In the bloodstream, 90% of active thiamin (TPP) is carried by red blood cells while 10% is transported in the bloodstream as free thiamin and thiamin monophosphate bound mostly to the protein albumin.

In the diet, animal food sources provide active thiamin while plant food sources provide free thiamin.1

Urinary excretion of thiamin cannot be detected when vitamin intake is below the required levels. On the other hand, when intake exceeds saturation in the body, thiamin and/or its metabolites are actively excreted into urine to prevent excessive toxicity of the vitamins.2

In patients who have thiamin deficiency, the most common conditions that bring them to a clinician include neuropathies, depression, myalgia, cardiomyopathies or takes diuretics and/or eat a high carbohydrate diet.3

What Is Thiamin Deficiency In Celiac Disease and/or Gluten Sensitivity?

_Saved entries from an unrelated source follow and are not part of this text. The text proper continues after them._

PR #1649, opened 2020-04-16
RLE fixes

robertpfeiffer:


robertpfeiffer:
What maybe remains to be done here is looking at drawing and figuring out if we need to lock/prep there too.

robertpfeiffer:
Plus a test case that shows when exactly #1645 wouldn't work.

PR #1980, opened 2020-06-24
unit test for Surface.get_locks function

jtoloff:
I believe I added all the tests needed to ensure the expected functionality, please let me know if there is anything I can improve upon.


robertpfeiffer:
This needs to check for pixelarray locks as well.

jtoloff:
How does the new commit look? Does the added test check pixelarray locks sufficiently?

robertpfeiffer:
I just realised that there are two PRs for surface locking. I guess this is good enough for get_locks.

Issue #1765, opened 2020-05-16
Add unit test: threads.WorkerQueue.do()


MyreMylar:
This function needs a unit test.

[Guide to how to contribute to an open source project on GitHub.](https://github.com/firstcontributions/first-contributions)

**Test stub:** https://github.com/pygame/pygame/blob/master/test/threads_test.py#L28-L35
**Docs:** None
**Code to be tested:** https://github.com/pygame/pygame/blob/master/src_py/threads/__init__.py#L173-L176

codescientist703:
Hi, I would like to contribute to this issue.

PR #1983, opened 2020-06-25
Adds test for thread do

kduggan15:
#1765
Adds test for threads.WorkerQueue.do()


MyreMylar (commented):
This test seems to be basically the same as the one bundled up in: https://github.com/pygame/pygame/pull/2064

I think I'll end up preferring that PR due to the overall similarity and the fact it has another test bundled up in it - if you think there is anything to add from this test to that one that I've missed then please let me know.

Apologies for the length of time in getting to review this, the summer holidays are always chaotic round here.

PR #1986, opened 2020-06-26
updated draw_test.py with test_ellipse

Sowmyasree101:


MightyJosip:
This code doesn't test anything

Sowmyasree101:
> _No description provided._



> This code doesn't test anything

Is this code not accepted?

MyreMylar:
@Sowmyasree101 you need to have at least one self.assert type line in a test for it to do anything. 

The name of this test also clashes with one of the 10+ existing ellipse tests in this file, see:

https://github.com/pygame/pygame/blob/264c74a288fa36d8a90c9e2115bd8610cd6b3fd4/test/draw_test.py#L498-L537

If you thing something is going untested about the ellipse drawing, then it would be good to specify what is being tested in the name of the test, similar to the other double underscore `def test_ellipse__invalid_color_formats(self)` style names.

  • Relationship between thiamin deficiency and celiac disease. Thiamin deficiency is a classic symptom of celiac disease that results when the level within cells is too low to meet needs of the body for this crucial vitamin which is caused by malabsorption.
  • Relationship between thiamin deficiency and features. This deficiency is characterized by these impairments: 1) carbohydrate metabolism causing muscular weakness with wasting leading to loss of calf and thigh muscle; 2) cardiac function causing heart enlargement with high blood pressure leading to heart failure; and 3) neural function causing dulled intellect leading to dementia.
  • Relationship between thiamin deficiency and and niacin deficiency. Thiamin deficiency commonly accompanies and can cause vitamin B3 (niacin) deficiency.
  • Relationship between thiamin deficiency and mineral deficiencies. Thiamin deficiency is made worse by deficiencies of magnesium and manganese because these nutrients are required for the functions of thiamin.
  • Relationship between thiamin deficiency and diet. A study investigating life-long gluten-free diet in celiac disease patients shows that inadequate intake of thiamin is common (more than 10% of study patients) and so is magnesium (10%) which may relate to habitual poor food choices in addition to inherent deficiencies in the gluten free diet. “Dietary education should also address the achievement of adequate micronutrient intake.”4
  • Relationship between thiamin deficiency and increased need in children. Research shows that in children with celiac disease, there is a need for greater than normal intake of thiamin because of a greater than normal urinary excretion of thiamin.5

How Prevalent Is Thiamin Deficiency In Celiac Disease and/or Gluten Sensitivity?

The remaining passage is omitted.